Apakah Setiap Hadis yang Didiamkan oleh Abu Daud Derajatnya Sahih atau Hasan?

Pertanyaan :

Assalamu alaikum warahmatullah. Saya mengharapkan kesediaan ustaz untuk menjelaskan derajat hadits berikut ini:

مَنْ لَزِمَ الِاسْتِغْفَارَ جَعَلَ اللَّهُ لَهُ مِنْ كُلِّ ضِيقٍ مَخْرَجًا وَمِنْ كُلِّ هَمٍّ فَرَجًا وَرَزَقَهُ مِنْ حَيْثُ لَا يَحْتَسِبُ

“Barangsiapa yang melazimkan (membiasakan) istigfar niscaya Allah akan memberikan solusi dari setiap kesempitan yang dihadapinya dan memberikan kelapangan bagi gundah gulana yang dirasakannya dan memberikannya rezki dari arah yang tidak diduga.”

Hadis ini diriwayatkan oleh Abu Daud pada kitab beliau As-Sunan (1518), dari sahabat Abdullah bin Abbas radhiyallahu anhuma.

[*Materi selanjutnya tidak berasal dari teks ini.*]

PR #1198, opened 2025-01-02
[ODS-6577] 'Publish to Docker Hub' gets executed even if 'InitDev Package' fails

axelmarquezh:


.github/workflows/Docker Test.yml
```diff
@@ -36,6 +36,7 @@ jobs:
         with:
             timeout: 1800000
             delay: 10000
+            ignore-cancelled: true # Treat canceled as success
```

Beliau (Abu Daud) tidak menjelaskan derajat hadis tersebut. Sebagaimana yang diketahui, beliau menyatakan dalam Risalah beliau kepada penduduk Mekah, “Setiap hadis yang saya diamkan, dia adalah hadis yang saleh (baik).”

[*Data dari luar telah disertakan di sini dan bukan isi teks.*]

PR #1207, opened 2025-01-07
[ODS-5622] Make the ODSStartup configurable 

semalaiappan:
Update EdFi.Ods.WebApi  project Appsettings as:
```json
"StartupClassName": "CustomStartup"
```

EDIT: @gmcelhanon changed the sample code to include "debug" trace statements for visibility in the debug output.

Add the `CustomStartup` class below for testing this change:

```csharp
using Autofac;
using EdFi.Ods.Api.Startup;
using EdFi.Ods.Common.Configuration;
using Microsoft.AspNetCore.Builder;
using Microsoft.AspNetCore.Hosting;
using Microsoft.Extensions.Configuration;
using Microsoft.Extensions.DependencyInjection;
using Microsoft.Extensions.Options;
using System.Diagnostics;

namespace EdFi.Ods.WebApi
{
    public class CustomStartup : OdsStartupBase
    {
        public CustomStartup(IWebHostEnvironment env, IConfiguration configuration)
            : base(env, configuration) { }

        public override void ConfigureServices(IServiceCollection services)
        {
            Debug.Print("CustomStartup: ConfigureServices...");
            base.ConfigureServices(services);
        }

        public override void ConfigureContainer(ContainerBuilder builder)
        {
            Debug.Print("CustomStartup: ConfigureContainer...");
            base.ConfigureContainer(builder);
        }
        
        public override void Configure(
            IApplicationBuilder app,
            IWebHostEnvironment env,
            IOptions<ApiSettings> apiSettingsOptions,
            IApplicationConfigurationActivity[] configurationActivities)
        {
            Debug.Print("CustomStartup: Configure...");
            base.Configure(app, env, apiSettingsOptions, configurationActivities);
        }
    }
}
```


Application/EdFi.Ods.WebApi/Program.cs
```diff
@@ -37,7 +38,7 @@ public static async Task Main(string[] args)
                         webBuilder.ConfigureKestrel(
                             serverOptions => { serverOptions.AddServerHeader = false; });
 
-                        webBuilder.UseStartup<Startup>();
+                        webBuilder.UseStartup<OdsStartupBase>(context => StartupFactory.GetStartup(context));
```
gmcelhanon, line 41: Look at Line 26 above. You could add a line after that like the one below to read the StartupClassName setting into a variable which is then used to drive the logic in this section:
```csharp
string startupClassName = config.GetValue<string>("StartupClassName");
```
With a value of "Startup" or a call to `string.IsNullOrEmpty` returning `true`, you would then just use the original code that was here:
```
webBuilder.UseStartup<Startup>();
```
With any other value, you'd then proceed down the path of logic you have, but I'd suggest skipping the rebuild of the configuration there (currently at line 24 of _StartupFactory.cs_), preferring instead an approach making the `StartupFactory` class non-static, and passing the startup class name value to its constructor.

Then, the `webBuilder.UseStartup` method overload that accepts a factory method is passed the public instance method rather than a static method, and all the logic related to building the configuration and extracting the "StartupClassName" setting is removed from the factory.

Here's my suggestion for the first part of the `Main` method:
```csharp
string startupClassName;

using (var hostBuilderInitial = Host.CreateDefaultBuilder(args).Build())
{
    var config = hostBuilderInitial.Services.GetService<IConfiguration>();
    startupClassName = config.GetValue<string>("StartupClassName");

    AssemblyLoaderHelper.LoadAssembliesFromFolder(
        AssemblyLoaderHelper.GetPluginFolder(
            config?.GetValue<string>("Plugin:Folder") ?? string.Empty));
}

var hostBuilder = Host.CreateDefaultBuilder(args)
    .ConfigureLogging(ConfigureLogging)
    .UseServiceProviderFactory(new AutofacServiceProviderFactory())
    .ConfigureWebHostDefaults(
        webBuilder =>
        {
            webBuilder.ConfigureKestrel(
                serverOptions => { serverOptions.AddServerHeader = false; });

            if (string.IsNullOrEmpty(startupClassName) || startupClassName.EqualsIgnoreCase("Startup"))
            {
                webBuilder.UseStartup<Startup>();
            }
            else
            {
                var startupFactory = new StartupFactory(startupClassName);
                webBuilder.UseStartup(context => startupFactory.Create(context));
            }
        });
```
And the instance-based startup factory:
```csharp
public class StartupFactory
{
    private readonly string _startupClassName;

    public StartupFactory(string startupClassName)
    {
        _startupClassName = startupClassName;
    }

    public OdsStartupBase Create(WebHostBuilderContext arg)
    {
        // Scanning logic here based on _startupClassName
    }
}
```

Application/EdFi.Ods.WebApi/StartupFactory.cs
```diff
@@ -0,0 +1,51 @@
...
+            OdsStartupBase startup = (OdsStartupBase)Activator.CreateInstance(type, webHostBuilderContext.HostingEnvironment, webHostBuilderContext.Configuration);
+            return startup;
+        }
+
+        private static Type FindStartupClassType(string startupClassName)
+        {
+            var startupType = AppDomain.CurrentDomain.GetAssemblies()
+                .SelectMany(assembly => assembly.GetTypes())
+                .FirstOrDefault(t => t.Name == startupClassName);
+
```
gmcelhanon, line 42: Because the return type is expected to inherit from `OdsStartupBase`, you should also filter the types for whether they are assignable to `OdsStartupBase`.

Application/EdFi.Ods.WebApi/StartupFactory.cs
```diff
@@ -0,0 +1,51 @@
...
+using System;
+using System.IO;
+
+namespace EdFi.Ods.WebApi
+{
+    public static class StartupFactory
+    {
+       
+        private const string MissingStartupClassMessage =
+            "Could not find the startup class. No loaded class member could be found matching the configured startup class name '{0}'.";
```
gmcelhanon, line 19: Change this message to:
`Could not find a startup class named '{0}' that derives from OdsStartupBase.`

Application/EdFi.Ods.WebApi/appsettings.json
```diff
@@ -12,6 +12,7 @@
     },
     "Tenants": {
     },
+    "StartUpClassName": "Startup",
```
gmcelhanon, line 15: Rename this setting to "StartupClassName", and default it to an empty string (which should cause the existing `Startup` class to be used by default, as described above). This also reduces the chance of this change breaking someone who inadvertently misses the setting in their configuration.

gmcelhanon (changes requested):

Application/EdFi.Ods.WebApi/StartupFactory.cs
```diff
@@ -0,0 +1,42 @@
...
+            var startup = (OdsStartupBase)Activator.CreateInstance(startupType, webHostBuilderContext.Configuration);
+            return startup;
+        }
+
+        private Type FindStartupClassType(string startupClassName)
+        {
+            var startupType = AppDomain.CurrentDomain.GetAssemblies()
+                .Where(assembly => assembly.GetName().Name?.StartsWith("EdFi.") ?? false)
+                .SelectMany(assembly => assembly.GetTypes())
+                .Where(t => typeof(OdsStartupBase).IsAssignableFrom(t) && t.Name == startupClassName)
```
gmcelhanon, line 31: Without digging, I'm not sure how expensive the `IsAssignableFrom` method is, but I know that string comparison should be very fast. Because of C#'s behavior in short circuiting conditional logic once part of the criteria is false, perform the string check first, and change it to use the `EqualsIgnoreCase` method while you're at it. So this line becomes:
```
.Where(t => t.Name.EqualsIgnoreCase(startupClassName) && typeof(OdsStartupBase).IsAssignableFrom(t))
```

gmcelhanon (changes requested):
Looks pretty good now ... just one more tweak.

Application/EdFi.Ods.WebApi/StartupFactory.cs
```diff
@@ -0,0 +1,43 @@
...
+    public class StartupFactory(string startupClassName)
+    {
+        private readonly string _startupClassName = startupClassName;
+        private const string MissingStartupClassMessage =
+            "Could not find a startup class named '{0}' that derives from OdsStartupBase.";
+
+        public OdsStartupBase Create(WebHostBuilderContext webHostBuilderContext)
+        {
+            var startupType = FindStartupClassType(_startupClassName);
+            var startup = (OdsStartupBase)Activator.CreateInstance(startupType, webHostBuilderContext.Configuration);
```
gmcelhanon, line 23: In testing, this is missing an argument from the custom startup class' constructor, which we can easily pass along.

Updated code should appear as follows:
```csharp
            var startup = (OdsStartupBase)Activator.CreateInstance(
                startupType,
                webHostBuilderContext.HostingEnvironment,
                webHostBuilderContext.Configuration);
```

Application/EdFi.Ods.WebApi/StartupFactory.cs
```diff
@@ -0,0 +1,43 @@
...
+            return startup;
+        }
+
+        private Type FindStartupClassType(string startupClassName)
+        {
+            var startupType = AppDomain.CurrentDomain.GetAssemblies()
+                .Where(assembly => assembly.GetName().Name?.StartsWith("EdFi.") ?? false)
+                .SelectMany(assembly => assembly.GetTypes())
+                .Where(t => t.Name.EqualsIgnoreCase(startupClassName) && typeof(OdsStartupBase).IsAssignableFrom(t))
+                .FirstOrDefault();
```
gmcelhanon, line 33: While we're in this file, simplify the statement by replacing the use of `Where` with `FirstOrDefault` (rather than repeating it at the end) since `FirstOrDefault` also accepts a predicate (so the `Where` can be eliminated).

Application/EdFi.Ods.WebApi/StartupFactory.cs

Apakah dengan demikian kita bisa berkesimpulan bahwa hadis ini sahih atau hasan? 

Abu Abdillah Jayadi Hasan

Jawaban : 

Hadis yang Anda tanyakan diriwayatkan oleh Abu Daud di kitab al-Sunan, kitab al-Shalah, Bab ‘Fil Istighfar’, no. 1518. Hadis ini juga diriwayatkan dengan lafaz tersebut oleh beberapa ulama, di antaranya  Ibnu Majah di Sunan beliau (3819), An-Nasai di al-Sunan al-Kubra (6/118, no. 10290), al-Baihaqi di al-Sunan al-Kubra (3/351, no. 6651) dan al-Thabrani di al-Mu’jam al-Awsath (6/240, no. 6291). Hadis ini juga telah diriwayatkan oleh Ahmad di al-Musnad, kitab Min Musnad Bani Hasyim, Bab ‘Bidayah Musnad Abdillah bin Abbas‘ (2234) dan Abu Abdillah al-Hakim di al-Mustadrak (4/291, no. 7677), namun keduanya dengan lafaz, “Man aktsara al-istighfa (barangsiapa yang memperbanyak istighfar)….”

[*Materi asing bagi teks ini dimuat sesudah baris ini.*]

PR #1215, opened 2025-01-16
[ODS-6613] Deserialization fails when a model extension introduces an entity extension after the resource has been created

gmcelhanon:


gmcelhanon:
CLOSE - DO NOT MERGE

Dalam seluruh sanad periwayatan hadis ini, terdapat seorang perawi yang bernama al-Hakam bin Mush’ab al-Makhzumi. Perawi ini dilemahkan oleh beberapa ulama rijal karena tidak dikenal. Di antara ulama yang menjelaskan keadaannya:

  1. Abu Hatim al-Razi mengatakan, ”Majhul (tidak dikenal).”;
  2. Ibnu Hibban mengatakan dalam kitab beliau, al-Tsiqat, bahwa dia (al-Hakam bin Mush’ab) adalah perawi yang salah dalam periwayatannya. Dalam kitabnya yang lain, al-Majruhin,  Ibnu Hibban menegaskan bahwa tidak halal mengambil riwayat darinya;
  3. Ibnu Hajar juga mengatakan bahwa al-Hakam bin Mush’ab adalah seorang perawi yang

Syekh al-Albani rahimahullah telah menghukumi hadis ini sebagai hadis lemah karena adanya seorang perawi yang majhul (al-Hakam bin Mush’ab). Sebagaimana dikenal dalam ilmu mushthalah, keberadaan seorang perawi yang majhul adalah salah satu penyebab kelemahan hadis. Dengan demikian, nampak kekeliruan  al-Hakim rahimahullah ketika mengatakan bahwa hadis ini sanadnya sahih. Perkataan beliau tersebut telah dikoreksi oleh Syekh al-Albani dan sebelumnya oleh Dzahabi dalam komentar beliau terhadap kitab al-Mustadrak, karya  al-Hakim rahimahumullahu jami’an.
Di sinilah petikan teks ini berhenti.